Records contained in a dataset
########

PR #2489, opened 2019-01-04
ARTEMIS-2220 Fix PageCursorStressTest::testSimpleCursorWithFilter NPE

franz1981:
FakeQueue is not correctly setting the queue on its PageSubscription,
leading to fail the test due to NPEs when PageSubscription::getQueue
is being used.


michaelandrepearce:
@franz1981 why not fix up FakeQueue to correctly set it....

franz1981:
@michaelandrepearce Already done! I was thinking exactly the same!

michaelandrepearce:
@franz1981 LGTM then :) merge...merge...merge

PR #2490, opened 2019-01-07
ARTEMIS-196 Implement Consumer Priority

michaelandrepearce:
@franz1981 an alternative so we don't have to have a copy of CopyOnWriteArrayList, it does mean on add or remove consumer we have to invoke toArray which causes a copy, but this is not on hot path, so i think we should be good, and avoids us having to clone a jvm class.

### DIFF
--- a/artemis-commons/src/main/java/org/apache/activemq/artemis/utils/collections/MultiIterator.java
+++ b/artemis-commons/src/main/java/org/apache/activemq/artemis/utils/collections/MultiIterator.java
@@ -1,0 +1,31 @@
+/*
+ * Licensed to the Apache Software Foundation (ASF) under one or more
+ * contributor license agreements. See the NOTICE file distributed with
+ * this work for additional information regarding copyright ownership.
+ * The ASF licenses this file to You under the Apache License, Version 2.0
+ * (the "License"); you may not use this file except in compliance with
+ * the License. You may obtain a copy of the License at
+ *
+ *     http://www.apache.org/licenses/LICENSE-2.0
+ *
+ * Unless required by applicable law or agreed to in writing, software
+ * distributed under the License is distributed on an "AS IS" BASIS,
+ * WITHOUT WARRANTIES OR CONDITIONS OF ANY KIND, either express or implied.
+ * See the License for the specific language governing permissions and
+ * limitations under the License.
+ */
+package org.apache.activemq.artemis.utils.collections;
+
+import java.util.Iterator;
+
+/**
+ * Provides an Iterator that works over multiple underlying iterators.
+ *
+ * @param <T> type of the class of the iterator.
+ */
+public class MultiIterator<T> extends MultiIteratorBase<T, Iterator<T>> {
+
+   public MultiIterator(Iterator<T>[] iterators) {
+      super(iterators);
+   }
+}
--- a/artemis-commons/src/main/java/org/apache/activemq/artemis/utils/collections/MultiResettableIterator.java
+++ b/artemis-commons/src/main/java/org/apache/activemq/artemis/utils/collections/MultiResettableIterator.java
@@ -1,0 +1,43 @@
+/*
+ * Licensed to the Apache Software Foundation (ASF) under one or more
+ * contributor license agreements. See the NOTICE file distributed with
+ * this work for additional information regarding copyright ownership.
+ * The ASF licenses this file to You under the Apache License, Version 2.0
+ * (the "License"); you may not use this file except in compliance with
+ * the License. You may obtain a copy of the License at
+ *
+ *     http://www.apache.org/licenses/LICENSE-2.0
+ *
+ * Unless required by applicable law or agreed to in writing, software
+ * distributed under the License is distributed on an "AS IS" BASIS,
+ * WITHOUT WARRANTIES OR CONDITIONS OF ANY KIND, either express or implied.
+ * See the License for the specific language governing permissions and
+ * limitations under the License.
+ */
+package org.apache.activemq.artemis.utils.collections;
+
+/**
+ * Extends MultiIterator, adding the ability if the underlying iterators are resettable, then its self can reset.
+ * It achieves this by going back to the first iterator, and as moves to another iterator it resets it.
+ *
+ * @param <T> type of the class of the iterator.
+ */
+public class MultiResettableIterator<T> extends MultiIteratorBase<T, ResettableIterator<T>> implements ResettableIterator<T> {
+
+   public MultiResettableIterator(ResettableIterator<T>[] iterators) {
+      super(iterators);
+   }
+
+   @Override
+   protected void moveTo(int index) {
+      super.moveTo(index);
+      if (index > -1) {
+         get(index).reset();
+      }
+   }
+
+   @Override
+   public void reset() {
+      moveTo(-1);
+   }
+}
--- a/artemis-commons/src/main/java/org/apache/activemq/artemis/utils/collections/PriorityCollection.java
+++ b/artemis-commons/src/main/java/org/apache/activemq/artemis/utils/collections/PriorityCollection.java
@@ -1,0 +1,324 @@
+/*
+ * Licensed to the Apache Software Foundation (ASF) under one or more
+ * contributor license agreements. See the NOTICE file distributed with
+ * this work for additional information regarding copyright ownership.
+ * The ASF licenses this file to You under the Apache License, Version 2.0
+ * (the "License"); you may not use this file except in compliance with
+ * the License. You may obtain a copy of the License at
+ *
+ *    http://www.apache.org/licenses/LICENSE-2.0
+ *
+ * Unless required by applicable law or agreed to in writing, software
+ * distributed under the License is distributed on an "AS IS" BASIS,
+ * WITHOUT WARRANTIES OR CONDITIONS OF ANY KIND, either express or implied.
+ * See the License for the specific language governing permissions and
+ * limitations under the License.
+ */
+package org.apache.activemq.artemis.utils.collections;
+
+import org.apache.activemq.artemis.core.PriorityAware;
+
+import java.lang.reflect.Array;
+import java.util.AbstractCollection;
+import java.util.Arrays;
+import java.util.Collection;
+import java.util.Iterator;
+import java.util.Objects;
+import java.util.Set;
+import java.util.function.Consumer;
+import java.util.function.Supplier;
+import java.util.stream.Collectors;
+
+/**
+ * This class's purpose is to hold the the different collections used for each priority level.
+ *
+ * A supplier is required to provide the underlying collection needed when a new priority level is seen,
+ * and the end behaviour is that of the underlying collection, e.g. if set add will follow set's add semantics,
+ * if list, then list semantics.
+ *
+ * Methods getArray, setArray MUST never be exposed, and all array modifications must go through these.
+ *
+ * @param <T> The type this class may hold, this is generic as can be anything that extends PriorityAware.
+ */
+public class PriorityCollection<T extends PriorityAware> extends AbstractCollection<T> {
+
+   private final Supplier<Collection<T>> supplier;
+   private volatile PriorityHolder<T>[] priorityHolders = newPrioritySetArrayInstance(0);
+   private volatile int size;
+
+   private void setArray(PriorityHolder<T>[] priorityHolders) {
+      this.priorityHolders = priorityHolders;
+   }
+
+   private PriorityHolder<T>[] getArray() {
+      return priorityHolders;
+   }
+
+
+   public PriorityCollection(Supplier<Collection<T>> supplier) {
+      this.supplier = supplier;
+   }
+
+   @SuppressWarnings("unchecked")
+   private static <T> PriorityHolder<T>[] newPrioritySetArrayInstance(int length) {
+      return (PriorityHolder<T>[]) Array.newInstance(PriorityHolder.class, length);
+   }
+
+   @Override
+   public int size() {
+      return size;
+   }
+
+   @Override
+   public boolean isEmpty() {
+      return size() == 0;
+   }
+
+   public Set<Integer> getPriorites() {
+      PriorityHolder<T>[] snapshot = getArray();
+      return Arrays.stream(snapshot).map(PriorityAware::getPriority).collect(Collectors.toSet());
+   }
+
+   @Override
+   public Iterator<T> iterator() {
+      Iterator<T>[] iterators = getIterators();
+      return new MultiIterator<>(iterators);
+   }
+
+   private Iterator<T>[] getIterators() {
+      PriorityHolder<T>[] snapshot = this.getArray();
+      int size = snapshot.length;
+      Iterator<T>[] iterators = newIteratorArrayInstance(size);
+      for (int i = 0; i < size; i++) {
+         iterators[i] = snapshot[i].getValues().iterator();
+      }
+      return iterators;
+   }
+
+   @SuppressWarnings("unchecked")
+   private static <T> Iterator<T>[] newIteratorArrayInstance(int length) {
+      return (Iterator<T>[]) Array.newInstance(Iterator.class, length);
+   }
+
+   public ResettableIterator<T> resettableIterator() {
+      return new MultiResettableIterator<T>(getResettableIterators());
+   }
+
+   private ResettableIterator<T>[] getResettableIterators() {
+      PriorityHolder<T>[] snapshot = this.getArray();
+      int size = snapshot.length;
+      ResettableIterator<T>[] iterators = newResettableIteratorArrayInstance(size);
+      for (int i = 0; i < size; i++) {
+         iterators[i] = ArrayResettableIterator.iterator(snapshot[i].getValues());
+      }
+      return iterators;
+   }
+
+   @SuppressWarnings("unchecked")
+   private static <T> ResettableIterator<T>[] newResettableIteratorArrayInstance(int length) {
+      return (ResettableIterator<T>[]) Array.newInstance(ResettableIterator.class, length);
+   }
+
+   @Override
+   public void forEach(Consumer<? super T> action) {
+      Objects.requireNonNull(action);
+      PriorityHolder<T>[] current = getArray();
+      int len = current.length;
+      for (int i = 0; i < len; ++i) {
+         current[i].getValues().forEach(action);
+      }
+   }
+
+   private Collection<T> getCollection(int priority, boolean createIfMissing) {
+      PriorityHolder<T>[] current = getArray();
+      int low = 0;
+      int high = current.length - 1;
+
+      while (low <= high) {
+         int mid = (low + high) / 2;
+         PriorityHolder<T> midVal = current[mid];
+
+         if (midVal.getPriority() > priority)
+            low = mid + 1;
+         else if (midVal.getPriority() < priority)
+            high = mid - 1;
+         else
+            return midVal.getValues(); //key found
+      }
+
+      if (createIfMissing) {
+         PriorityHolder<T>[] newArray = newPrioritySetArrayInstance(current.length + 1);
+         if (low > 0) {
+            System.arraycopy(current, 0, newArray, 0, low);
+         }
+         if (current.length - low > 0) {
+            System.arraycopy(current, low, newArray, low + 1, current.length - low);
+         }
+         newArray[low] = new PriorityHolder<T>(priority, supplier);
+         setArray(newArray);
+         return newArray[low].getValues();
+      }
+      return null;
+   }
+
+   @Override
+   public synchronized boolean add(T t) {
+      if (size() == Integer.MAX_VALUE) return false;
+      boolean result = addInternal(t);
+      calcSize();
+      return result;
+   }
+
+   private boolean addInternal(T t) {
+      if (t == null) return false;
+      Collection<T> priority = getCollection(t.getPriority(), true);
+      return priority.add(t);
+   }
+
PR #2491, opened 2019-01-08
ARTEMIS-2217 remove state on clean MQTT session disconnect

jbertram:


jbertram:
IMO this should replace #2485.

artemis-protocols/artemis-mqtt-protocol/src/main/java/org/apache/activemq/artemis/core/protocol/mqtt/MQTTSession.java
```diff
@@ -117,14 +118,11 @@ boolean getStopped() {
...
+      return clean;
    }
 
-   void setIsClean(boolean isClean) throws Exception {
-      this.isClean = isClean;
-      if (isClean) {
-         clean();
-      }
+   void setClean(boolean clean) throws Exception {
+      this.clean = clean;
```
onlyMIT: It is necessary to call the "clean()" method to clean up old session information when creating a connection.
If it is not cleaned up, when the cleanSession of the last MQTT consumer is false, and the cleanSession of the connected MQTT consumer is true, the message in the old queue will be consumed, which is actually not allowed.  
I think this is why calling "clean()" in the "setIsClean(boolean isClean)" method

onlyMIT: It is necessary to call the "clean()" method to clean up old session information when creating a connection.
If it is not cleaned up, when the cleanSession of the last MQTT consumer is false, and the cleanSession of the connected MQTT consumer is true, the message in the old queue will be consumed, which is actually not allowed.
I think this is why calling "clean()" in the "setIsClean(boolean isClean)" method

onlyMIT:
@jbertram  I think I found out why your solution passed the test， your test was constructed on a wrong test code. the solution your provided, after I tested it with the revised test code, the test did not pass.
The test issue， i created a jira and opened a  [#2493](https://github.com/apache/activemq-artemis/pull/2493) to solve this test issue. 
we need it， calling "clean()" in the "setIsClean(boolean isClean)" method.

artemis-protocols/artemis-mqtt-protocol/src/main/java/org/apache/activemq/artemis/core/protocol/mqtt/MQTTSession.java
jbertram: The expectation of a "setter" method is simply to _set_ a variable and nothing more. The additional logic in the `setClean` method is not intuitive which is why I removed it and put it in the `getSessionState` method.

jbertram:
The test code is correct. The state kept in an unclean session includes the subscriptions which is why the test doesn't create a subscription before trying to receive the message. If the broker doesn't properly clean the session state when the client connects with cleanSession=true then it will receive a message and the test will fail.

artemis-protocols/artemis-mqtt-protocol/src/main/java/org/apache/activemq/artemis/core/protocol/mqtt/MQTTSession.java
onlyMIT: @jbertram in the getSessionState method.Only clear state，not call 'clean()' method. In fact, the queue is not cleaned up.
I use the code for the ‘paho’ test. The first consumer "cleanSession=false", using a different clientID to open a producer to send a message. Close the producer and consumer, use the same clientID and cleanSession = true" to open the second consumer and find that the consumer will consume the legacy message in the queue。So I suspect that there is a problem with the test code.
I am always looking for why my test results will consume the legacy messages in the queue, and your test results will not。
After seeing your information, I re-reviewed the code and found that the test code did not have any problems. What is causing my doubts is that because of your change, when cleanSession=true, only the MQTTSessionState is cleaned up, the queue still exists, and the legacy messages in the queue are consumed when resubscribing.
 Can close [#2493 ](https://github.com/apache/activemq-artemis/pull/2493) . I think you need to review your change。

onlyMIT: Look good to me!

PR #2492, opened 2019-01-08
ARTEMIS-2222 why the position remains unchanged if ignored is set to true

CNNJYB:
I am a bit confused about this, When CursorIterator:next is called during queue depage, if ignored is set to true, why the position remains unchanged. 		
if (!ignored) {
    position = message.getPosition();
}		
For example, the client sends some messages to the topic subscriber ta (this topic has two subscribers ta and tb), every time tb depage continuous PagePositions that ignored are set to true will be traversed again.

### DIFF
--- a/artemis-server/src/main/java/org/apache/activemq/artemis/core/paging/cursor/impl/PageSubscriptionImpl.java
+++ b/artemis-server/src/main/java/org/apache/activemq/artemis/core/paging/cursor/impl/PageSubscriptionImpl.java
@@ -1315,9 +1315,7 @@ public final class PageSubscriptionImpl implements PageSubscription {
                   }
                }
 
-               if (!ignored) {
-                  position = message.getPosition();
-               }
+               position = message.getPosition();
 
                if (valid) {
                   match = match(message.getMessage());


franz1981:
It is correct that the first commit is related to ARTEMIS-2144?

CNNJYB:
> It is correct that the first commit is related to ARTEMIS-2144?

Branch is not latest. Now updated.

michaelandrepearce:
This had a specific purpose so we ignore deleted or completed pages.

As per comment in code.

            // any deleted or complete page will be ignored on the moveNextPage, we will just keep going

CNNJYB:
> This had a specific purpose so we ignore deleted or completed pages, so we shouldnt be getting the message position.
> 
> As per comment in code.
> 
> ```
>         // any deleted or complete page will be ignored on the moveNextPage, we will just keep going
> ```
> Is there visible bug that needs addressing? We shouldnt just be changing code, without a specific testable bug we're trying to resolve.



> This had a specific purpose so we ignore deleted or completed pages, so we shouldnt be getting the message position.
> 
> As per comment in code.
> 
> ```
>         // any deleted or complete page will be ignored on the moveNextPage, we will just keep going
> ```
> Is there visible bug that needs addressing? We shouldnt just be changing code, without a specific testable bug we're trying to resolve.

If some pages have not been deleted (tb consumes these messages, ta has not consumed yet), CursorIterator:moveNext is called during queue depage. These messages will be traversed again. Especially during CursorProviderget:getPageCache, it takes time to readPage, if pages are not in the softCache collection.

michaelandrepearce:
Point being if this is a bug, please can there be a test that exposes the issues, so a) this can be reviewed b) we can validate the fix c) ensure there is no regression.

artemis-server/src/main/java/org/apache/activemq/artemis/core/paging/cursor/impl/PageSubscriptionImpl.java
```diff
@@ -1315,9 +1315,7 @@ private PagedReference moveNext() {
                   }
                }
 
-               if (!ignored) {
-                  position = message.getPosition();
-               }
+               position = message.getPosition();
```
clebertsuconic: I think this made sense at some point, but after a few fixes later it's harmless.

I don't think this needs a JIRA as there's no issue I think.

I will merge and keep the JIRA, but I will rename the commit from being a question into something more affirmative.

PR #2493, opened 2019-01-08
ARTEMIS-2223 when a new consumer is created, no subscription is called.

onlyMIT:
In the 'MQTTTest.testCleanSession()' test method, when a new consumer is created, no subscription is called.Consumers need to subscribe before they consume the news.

########

## Exercise directions
Search the entries for the string "good". Copy every line that has it.

## Written solution
@franz1981 an alternative so we don't have to have a copy of CopyOnWriteArrayList, it does mean on add or remove consumer we have to invoke toArray which causes a copy, but this is not on hot path, so i think we should be good, and avoids us having to clone a jvm class.
onlyMIT: Look good to me!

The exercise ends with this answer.